RECORDS PROVIDED section start

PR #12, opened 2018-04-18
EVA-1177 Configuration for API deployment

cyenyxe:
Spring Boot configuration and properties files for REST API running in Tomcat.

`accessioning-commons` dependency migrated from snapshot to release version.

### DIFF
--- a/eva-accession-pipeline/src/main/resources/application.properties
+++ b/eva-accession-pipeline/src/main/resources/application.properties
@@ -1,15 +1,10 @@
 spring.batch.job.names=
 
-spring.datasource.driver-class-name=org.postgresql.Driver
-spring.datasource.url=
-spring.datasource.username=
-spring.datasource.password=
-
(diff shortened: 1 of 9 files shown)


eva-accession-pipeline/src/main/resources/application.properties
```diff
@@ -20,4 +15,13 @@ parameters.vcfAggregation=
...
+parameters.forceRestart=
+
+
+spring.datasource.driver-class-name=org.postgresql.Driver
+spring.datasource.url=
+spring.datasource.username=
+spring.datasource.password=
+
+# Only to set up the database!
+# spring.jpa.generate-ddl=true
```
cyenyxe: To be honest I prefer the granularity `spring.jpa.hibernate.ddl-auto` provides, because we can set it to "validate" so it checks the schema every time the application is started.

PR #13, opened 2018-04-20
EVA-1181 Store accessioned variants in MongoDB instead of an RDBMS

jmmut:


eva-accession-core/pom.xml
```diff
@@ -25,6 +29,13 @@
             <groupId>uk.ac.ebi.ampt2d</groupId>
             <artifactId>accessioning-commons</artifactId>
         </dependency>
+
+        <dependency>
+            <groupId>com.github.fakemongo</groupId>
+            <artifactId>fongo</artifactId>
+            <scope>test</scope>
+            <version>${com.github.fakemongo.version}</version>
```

RECORDS PROVIDED section end
RECORDS PROVIDED section start

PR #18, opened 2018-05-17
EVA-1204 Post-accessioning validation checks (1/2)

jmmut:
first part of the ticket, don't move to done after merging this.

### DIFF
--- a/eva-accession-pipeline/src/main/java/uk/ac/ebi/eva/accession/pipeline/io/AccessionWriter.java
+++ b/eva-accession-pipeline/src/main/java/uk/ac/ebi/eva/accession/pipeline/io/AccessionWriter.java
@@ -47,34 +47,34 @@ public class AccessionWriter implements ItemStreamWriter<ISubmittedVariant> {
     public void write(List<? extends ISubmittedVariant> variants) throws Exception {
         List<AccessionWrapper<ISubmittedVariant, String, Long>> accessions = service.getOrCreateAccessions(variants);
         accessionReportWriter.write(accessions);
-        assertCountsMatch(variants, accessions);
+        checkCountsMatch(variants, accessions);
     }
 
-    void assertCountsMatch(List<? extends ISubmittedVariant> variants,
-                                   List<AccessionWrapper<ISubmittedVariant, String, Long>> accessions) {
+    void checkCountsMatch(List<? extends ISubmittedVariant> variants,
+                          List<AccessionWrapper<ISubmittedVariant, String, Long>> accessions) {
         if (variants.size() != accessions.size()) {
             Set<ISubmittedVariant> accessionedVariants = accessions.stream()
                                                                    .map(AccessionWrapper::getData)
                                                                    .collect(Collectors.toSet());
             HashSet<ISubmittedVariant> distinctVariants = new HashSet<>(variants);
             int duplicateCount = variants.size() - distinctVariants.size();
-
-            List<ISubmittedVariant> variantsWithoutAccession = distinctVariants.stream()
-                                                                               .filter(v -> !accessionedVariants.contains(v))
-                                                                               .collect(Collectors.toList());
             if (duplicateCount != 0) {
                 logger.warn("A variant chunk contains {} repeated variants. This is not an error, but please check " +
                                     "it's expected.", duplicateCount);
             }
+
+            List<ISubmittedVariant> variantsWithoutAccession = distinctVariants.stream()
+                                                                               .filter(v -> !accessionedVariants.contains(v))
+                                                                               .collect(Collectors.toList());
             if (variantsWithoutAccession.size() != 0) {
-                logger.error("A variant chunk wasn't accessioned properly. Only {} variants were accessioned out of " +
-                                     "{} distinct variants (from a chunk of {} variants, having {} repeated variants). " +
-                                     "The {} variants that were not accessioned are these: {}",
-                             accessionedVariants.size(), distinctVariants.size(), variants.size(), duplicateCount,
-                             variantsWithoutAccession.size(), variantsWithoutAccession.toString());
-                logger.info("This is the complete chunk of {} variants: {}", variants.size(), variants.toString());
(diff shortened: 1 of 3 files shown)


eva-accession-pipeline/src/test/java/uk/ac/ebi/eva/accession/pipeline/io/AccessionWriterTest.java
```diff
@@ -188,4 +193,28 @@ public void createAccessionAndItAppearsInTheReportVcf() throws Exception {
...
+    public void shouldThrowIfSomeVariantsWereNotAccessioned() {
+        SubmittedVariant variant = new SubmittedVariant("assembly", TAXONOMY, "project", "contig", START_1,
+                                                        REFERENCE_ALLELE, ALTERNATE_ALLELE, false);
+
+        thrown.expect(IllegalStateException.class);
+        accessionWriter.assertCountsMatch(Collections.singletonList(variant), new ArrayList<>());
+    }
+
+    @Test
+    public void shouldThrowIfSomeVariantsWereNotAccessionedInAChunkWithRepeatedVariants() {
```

RECORDS PROVIDED section end

▶ _INSTRUCTIONS FOR THE TASK_:
Which lines of the data contain the word "resources"? Copy each one.

▶ _TASK SOLUTION_:
--- a/eva-accession-pipeline/src/main/resources/application.properties
+++ b/eva-accession-pipeline/src/main/resources/application.properties
eva-accession-pipeline/src/main/resources/application.properties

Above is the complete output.